A town charter was accepted by the Dakota Territorial Legislature in 1867 and Cheyenne was thereupon incorporated. By the end of that year the population had risen to 4,000 people, and lots were selling for $2,500. Makeshift buildings gave the town a raffish appearance, but even before railroad construction began, Cheyenne enjoyed the elements of a stable community; churches had been built and the first school, with 114 pupils, was opened in 1867. Within a year Cheyenne was thriving. More than 300 businesses were in operation, and the diverse citizenry included engineers, lawyers, artists, Native Americans, trappers, hunters, laborers, gamblers, and gunslingers. The town, however, was soon overrun by lawlessness.

The early Cheyenne closely resembled the Wild West towns depicted in novels and films. Dodge named it the gambling center of the world and some dubbed it "Hell on Wheels." Mayhem and violence were a way of life, with the saloon and the cemetery being the most important places in town. In an attempt to impose order, the churches backed an ordinance that closed saloons for four hours on Sundays; another ruling required visitors to check their guns. But laws were virtually unenforceable, so the vigilante "committee" became a substitute for the courts. Although the city government had been given powers by the Dakota Legislature upon incorporation, civic leaders found the vigilante approach to be more effective. When the jail became full, for instance, prisoners were driven from town with a whip or a six-shooter; frequently the committee executed perpetrators of severe crimes.
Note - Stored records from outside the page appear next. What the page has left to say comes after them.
PR #6748, opened 2025-05-07
Fix the KCL any type to not panic

jtran:
I was trying to understand and test the limits of `HomArray` and `MixedArray`. I tried to make functions that use `any` as a type, and this needed fixing.

With this PR, the following KCL works.

```kcl
fn id(@x: any): any {
  return x
}

fn singleton(@x: any): [any; 1] {
  return [x]
}

fn len(@a: [any]): number(_) {
  return reduce(a, initial = 0, f = fn(_, count) {
    return count + 1
  })
}
```


rust/kcl-lib/src/execution/exec_ast.rs
```diff
@@ -2239,7 +2240,8 @@ impl FunctionSource {
                             arg.value = arg
                                 .value
                                 .coerce(
-                                    &RuntimeType::from_parsed(ty.inner.clone(), exec_state, arg.source_range).unwrap(),
+                                    &RuntimeType::from_parsed(ty.inner.clone(), exec_state, arg.source_range)
+                                        .map_err(|e| KclError::Semantic(e.into()))?,
```
nrc, line 2244: Did you hit these unwraps?

nrc (commented):
I'd expect all those tests to pass, if they don't then I suspect that the any type hasn't been properly wired up in execution and just exists as syntax for documentation

rust/kcl-lib/src/execution/exec_ast.rs
jtran: Yes, one of them was hit. That's why I fixed them to not unwrap.

nrc: Hmm, that might be a bug somewhere else. or it might just be bad handling of `any`

jtran: Looks like missing handling of `any`. `PrimitiveType::Any` was never implemented. I'm on it.

rust/kcl-lib/src/execution/types.rs
```diff
@@ -1020,6 +1024,7 @@ impl KclValue {
             _ => self,
         };
         match ty {
+            PrimitiveType::Any => Ok(value.clone()),
```
nrc, line 1027: I think `subtype` should be altered so that `any` is a supertype of everything, and then this line is not needed

nrc (approved):

rust/kcl-lib/src/execution/types.rs
jtran: Updating `subtype` made my tests fail in a weird way 😖 so this still needs some work.

jtran: Because of implicit coercion of single values into arrays, we were coercing an empty `MixedArray` into `HomArray { value: vec![MixedArray { ... }] }`. Fix is here: 3a07212ae82b13aeaaae780d8b9a94a539d9a17a.

PR #6753, opened 2025-05-07
bump modeling-cmds, nuke slow world

jessfraz:
```
before the PR:
walkie-talkie (good test for any assembly)
time:   [92.737 s 94.752 s 96.845 s]
after the PR:
time:   [4.7770 s 4.8544 s 4.9377 s]
change: [-95.017% -94.877% -94.731%] (p = 0.00 < 0.05)
```


rust/kcl-lib/src/std/extrude.rs
```diff
@@ -292,86 +292,13 @@ pub(crate) async fn do_post_extrude<'a>(
         vec![]
     };
 
-    // Face filtering attempt in order to resolve https://github.com/KittyCAD/modeling-app/issues/5328
```
Irev-Dev, line 295: github wont't let me comment, but a few lines up is
```rust
let solid3d_info = args
        .send_modeling_cmd(
            exec_state.next_uuid(),
            ModelingCmd::from(mcmd::Solid3dGetExtrusionFaceInfo {
                edge_id: any_edge_id,
                object_id: sketch.id,
            }),
        )
        .await?;
```
Should this be removed too @jessfraz

jessfraz: if you dont need it we dont need it!

Irev-Dev: hmm actually looks like it's used in `analyze_faces` might just leave it for now.

jessfraz: we still need that fwiw

Irev-Dev (approved):

PR #6755, opened 2025-05-08
Suggest a list of possible arg labels when an argument is unlabelled

nrc:
This makes parsing a fair bit more generous and catches those errors later when type checking the KW args, which allows us to suggest the missing args.

### DIFF
--- a/rust/kcl-lib/src/execution/exec_ast.rs
+++ b/rust/kcl-lib/src/execution/exec_ast.rs
@@ -1295,13 +1295,20 @@ impl Node<CallExpressionKw> {
 
         // Build a hashmap from argument labels to the final evaluated values.
         let mut fn_args = IndexMap::with_capacity(self.arguments.len());
+        let mut errors = Vec::new();
         for arg_expr in &self.arguments {
             let source_range = SourceRange::from(arg_expr.arg.clone());
             let metadata = Metadata { source_range };
             let value = ctx
                 .execute_expr(&arg_expr.arg, exec_state, &metadata, &[], StatementKind::Expression)
                 .await?;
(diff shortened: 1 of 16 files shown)


adamchalmers:
This program
```
length = 20
startSketchOn(XY)
  |> startProfile(at = [-length, -length])
  |> line(end = [length, 0], tag = $a)
  |> line(end = [length, length * 2], $b)
  |> line(endAbsolute = profileStart(), tag = $c)
```

gives this error:
```
`__ERR_1` is not an argument of `line`
```

which should have argument suggestions, right?

rust/kcl-lib/src/execution/exec_ast.rs
```diff
@@ -1924,7 +1931,16 @@ fn type_check_params_kw(
     args: &mut crate::std::args::KwArgs,
     exec_state: &mut ExecState,
 ) -> Result<(), KclError> {
+    let mut arg_errors = Vec::new();
     for (label, arg) in &mut args.labeled {
+        if label.starts_with("__ERR") {
```
adamchalmers, line 1936: Maybe instead of putting these strings into the args (which then relies on some other code to check for this prefix) we could capture the idea "this might be a label, or an error where a label is expected" in types, as an enum or something? that way callers have to match them, and the string "_ERR" can't accidentally make its way to the user, like in the example I pasted.

nrc: Heh, yeah, I was being lazy :-(

nrc: Addressed by keeping the error args in a different part of KwArgs

adamchalmers (approved):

Riches Flow from Cattle, Sheep, Gold

A degree of peacefulness returned when railroad construction moved on toward Sherman Pass and transients followed. But then the first Sioux War broke out north of the Platte River, and Fort Russell became the supply depot for the Rocky Mountain region. In 1868 Cheyenne was made the seat of Laramie County; the following year it was named the capital of the new Wyoming territory. By the 1870s Cheyenne was the center of a prosperous ranching area where cattle were bred for a European beef market. Visiting Englishmen, who spent summers in Cheyenne and winters in Europe, joined wealthy cattle owners to found the Cheyenne Club, where they dined in luxury and struck deals that affected the cattle industry throughout the West. Furnished in the English style and serving the finest liquors in the world, the club employed a foreign chef whose cuisine was known nationwide.

With the opening of the Black Hills gold fields in 1875, the town profited from a new industry as Cheyenne merchants supplied miners and prospectors with provisions and equipment. The Cheyenne and Black Hills Stage Company was formed to transport passengers and cargo between the railroad and the mines. When electric lights were installed in 1882, Cheyenne was the wealthiest city per capita in the world. Cheyenne was named the capital of the new state of Wyoming in 1890, and the Capitol building was erected in the city. By 1890 the population had reached 10,000 people.

Before the turn of the century many ranchers had begun raising sheep, which adapted well to the climate and the native grasses; sheep raising continues to be an important industry in the area. During the twentieth century Cheyenne became an industrial and manufacturing center, and the Francis E. Warren U.S. Air Force Base was established at Fort Russell. In spite of extensive development as one of the state's largest cities (one out of five Wyoming residents lives in Cheyenne) and as a commercial, industrial, and transportation hub, Cheyenne has maintained a high quality of life and a pollution-free environment.